WHAT THIS TASK INVOLVES: Go through the entries below and copy each line containing the word "tmpfs".

RECORDS SHOWN:
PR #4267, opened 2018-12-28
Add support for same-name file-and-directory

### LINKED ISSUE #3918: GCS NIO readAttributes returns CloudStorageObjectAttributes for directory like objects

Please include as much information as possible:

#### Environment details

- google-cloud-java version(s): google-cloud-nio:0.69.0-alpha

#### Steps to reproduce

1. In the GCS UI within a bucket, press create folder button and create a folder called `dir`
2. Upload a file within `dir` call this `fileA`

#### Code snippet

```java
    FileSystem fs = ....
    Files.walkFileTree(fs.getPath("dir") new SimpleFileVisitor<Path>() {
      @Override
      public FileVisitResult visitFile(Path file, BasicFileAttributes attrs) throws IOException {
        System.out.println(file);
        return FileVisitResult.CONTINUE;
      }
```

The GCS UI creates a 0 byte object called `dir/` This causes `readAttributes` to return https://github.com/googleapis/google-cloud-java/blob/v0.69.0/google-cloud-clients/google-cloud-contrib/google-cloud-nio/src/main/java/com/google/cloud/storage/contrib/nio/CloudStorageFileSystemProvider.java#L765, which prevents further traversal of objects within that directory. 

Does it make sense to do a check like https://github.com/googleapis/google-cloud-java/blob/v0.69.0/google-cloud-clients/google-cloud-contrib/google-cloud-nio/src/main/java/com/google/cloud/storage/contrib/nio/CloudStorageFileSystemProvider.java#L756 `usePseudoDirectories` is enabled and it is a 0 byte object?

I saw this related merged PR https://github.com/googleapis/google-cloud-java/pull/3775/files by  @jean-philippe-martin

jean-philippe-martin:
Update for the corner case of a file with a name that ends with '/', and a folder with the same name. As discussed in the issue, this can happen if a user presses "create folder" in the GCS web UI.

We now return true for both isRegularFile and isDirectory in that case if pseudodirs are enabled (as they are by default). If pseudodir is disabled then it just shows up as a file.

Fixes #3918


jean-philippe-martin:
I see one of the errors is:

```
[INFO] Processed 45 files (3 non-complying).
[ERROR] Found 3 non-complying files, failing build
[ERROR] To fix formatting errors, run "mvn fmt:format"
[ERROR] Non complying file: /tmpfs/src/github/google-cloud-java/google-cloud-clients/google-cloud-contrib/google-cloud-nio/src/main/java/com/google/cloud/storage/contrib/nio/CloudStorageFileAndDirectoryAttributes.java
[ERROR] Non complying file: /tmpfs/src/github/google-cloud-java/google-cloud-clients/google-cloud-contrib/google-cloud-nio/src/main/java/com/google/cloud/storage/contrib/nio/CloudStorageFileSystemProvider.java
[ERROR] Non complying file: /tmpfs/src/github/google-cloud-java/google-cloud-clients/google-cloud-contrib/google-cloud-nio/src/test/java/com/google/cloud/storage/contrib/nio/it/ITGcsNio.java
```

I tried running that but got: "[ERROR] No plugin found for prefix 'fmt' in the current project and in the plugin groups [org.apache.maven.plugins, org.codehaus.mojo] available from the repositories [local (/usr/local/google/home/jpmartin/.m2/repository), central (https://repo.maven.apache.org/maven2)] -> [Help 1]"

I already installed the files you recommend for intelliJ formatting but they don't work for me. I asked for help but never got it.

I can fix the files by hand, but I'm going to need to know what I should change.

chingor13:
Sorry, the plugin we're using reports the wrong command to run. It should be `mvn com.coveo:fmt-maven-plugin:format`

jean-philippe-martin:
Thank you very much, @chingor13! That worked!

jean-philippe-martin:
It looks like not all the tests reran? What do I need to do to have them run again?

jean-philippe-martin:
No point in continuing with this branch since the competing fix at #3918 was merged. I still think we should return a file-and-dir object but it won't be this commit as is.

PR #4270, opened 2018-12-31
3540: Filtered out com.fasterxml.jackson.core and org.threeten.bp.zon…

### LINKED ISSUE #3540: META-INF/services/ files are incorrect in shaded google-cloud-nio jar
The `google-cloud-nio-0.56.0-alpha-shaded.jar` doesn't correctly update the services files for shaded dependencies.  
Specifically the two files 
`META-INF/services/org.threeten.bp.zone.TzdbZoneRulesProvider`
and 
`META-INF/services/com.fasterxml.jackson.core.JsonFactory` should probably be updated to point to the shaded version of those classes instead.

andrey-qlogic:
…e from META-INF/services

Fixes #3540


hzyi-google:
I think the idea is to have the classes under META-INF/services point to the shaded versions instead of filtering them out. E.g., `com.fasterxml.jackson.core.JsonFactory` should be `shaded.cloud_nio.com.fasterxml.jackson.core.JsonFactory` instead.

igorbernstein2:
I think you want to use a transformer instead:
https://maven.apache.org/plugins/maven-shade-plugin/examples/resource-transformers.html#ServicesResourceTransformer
---
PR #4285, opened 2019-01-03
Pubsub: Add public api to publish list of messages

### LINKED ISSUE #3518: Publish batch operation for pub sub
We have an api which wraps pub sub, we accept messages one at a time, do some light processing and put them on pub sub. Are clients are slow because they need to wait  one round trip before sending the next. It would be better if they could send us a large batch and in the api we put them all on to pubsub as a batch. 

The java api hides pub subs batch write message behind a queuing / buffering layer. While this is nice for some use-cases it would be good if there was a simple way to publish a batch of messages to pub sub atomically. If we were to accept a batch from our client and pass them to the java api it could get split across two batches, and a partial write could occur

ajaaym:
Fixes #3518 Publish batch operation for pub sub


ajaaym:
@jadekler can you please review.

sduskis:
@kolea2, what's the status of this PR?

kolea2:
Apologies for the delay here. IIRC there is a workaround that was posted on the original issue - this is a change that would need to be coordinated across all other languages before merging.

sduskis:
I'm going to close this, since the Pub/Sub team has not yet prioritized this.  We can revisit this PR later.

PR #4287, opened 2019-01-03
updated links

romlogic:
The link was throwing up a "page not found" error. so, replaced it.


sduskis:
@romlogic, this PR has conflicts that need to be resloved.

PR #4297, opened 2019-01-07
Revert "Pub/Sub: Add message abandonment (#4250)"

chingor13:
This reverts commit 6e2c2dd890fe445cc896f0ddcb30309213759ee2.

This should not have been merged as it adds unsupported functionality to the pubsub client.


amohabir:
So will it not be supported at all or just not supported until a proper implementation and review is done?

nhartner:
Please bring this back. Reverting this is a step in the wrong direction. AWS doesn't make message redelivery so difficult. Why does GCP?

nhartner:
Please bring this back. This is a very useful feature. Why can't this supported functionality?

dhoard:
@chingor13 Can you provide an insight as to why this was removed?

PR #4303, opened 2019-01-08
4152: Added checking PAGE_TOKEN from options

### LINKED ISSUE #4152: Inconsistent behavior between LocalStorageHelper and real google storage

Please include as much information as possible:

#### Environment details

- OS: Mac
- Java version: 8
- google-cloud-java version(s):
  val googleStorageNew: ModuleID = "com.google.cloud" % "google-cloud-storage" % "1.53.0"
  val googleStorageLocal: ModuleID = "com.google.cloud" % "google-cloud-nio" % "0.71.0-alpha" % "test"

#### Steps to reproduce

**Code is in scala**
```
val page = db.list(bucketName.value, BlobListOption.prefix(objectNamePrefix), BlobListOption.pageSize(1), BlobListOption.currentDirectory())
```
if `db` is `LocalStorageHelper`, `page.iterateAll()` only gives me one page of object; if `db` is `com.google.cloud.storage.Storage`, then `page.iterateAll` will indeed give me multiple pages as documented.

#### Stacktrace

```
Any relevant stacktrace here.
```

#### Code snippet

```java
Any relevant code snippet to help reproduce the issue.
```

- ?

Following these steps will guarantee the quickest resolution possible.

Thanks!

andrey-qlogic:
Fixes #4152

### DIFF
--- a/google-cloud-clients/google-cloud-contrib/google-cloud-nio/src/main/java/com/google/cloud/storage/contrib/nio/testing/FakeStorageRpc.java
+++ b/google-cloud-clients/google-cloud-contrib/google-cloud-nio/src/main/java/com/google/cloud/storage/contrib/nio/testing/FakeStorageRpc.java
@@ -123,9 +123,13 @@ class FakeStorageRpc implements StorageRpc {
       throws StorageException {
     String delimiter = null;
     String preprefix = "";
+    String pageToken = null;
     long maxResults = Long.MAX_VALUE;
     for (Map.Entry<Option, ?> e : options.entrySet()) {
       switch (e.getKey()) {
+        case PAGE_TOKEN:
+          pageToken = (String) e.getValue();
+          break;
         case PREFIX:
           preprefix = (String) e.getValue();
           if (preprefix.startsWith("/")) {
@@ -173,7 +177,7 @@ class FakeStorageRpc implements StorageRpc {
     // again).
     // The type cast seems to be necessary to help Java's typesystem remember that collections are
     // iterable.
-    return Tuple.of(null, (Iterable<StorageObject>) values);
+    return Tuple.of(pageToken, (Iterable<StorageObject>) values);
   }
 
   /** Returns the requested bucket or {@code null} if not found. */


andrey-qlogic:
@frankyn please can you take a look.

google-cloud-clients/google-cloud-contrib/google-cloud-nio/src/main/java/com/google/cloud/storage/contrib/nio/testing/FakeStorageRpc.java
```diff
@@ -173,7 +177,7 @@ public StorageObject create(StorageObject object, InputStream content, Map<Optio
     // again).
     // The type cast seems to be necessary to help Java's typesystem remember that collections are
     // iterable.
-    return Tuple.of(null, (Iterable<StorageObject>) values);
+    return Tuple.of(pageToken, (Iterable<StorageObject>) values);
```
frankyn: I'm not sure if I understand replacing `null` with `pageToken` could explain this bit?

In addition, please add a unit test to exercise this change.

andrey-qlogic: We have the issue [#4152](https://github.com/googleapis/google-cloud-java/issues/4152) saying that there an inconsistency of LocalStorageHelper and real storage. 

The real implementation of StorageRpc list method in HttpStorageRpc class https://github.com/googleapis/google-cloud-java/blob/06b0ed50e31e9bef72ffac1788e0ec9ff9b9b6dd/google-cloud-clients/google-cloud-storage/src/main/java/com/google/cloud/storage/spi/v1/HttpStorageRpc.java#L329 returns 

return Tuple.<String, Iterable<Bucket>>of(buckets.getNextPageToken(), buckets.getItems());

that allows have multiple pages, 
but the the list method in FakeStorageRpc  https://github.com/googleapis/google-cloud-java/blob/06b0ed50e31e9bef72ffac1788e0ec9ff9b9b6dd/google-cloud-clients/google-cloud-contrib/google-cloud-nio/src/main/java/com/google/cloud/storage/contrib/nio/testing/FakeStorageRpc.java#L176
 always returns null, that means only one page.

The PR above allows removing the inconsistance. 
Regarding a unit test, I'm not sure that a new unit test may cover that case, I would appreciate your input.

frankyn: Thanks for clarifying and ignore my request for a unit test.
--
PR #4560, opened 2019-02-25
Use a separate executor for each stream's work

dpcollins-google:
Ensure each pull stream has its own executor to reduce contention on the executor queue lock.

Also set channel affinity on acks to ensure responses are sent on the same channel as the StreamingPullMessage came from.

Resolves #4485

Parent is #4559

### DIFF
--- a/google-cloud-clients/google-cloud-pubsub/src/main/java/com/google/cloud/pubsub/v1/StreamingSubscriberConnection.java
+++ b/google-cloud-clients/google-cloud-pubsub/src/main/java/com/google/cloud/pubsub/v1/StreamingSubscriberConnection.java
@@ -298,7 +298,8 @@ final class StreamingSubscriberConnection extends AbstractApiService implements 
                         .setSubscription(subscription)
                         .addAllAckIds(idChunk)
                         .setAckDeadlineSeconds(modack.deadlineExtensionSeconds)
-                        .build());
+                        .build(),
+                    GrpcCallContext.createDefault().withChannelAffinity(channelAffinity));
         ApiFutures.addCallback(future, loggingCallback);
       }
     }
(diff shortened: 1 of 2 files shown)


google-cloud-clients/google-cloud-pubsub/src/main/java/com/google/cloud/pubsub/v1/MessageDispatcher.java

FINISHED EXERCISE:
[ERROR] Non complying file: /tmpfs/src/github/google-cloud-java/google-cloud-clients/google-cloud-contrib/google-cloud-nio/src/main/java/com/google/cloud/storage/contrib/nio/CloudStorageFileAndDirectoryAttributes.java
[ERROR] Non complying file: /tmpfs/src/github/google-cloud-java/google-cloud-clients/google-cloud-contrib/google-cloud-nio/src/main/java/com/google/cloud/storage/contrib/nio/CloudStorageFileSystemProvider.java
[ERROR] Non complying file: /tmpfs/src/github/google-cloud-java/google-cloud-clients/google-cloud-contrib/google-cloud-nio/src/test/java/com/google/cloud/storage/contrib/nio/it/ITGcsNio.java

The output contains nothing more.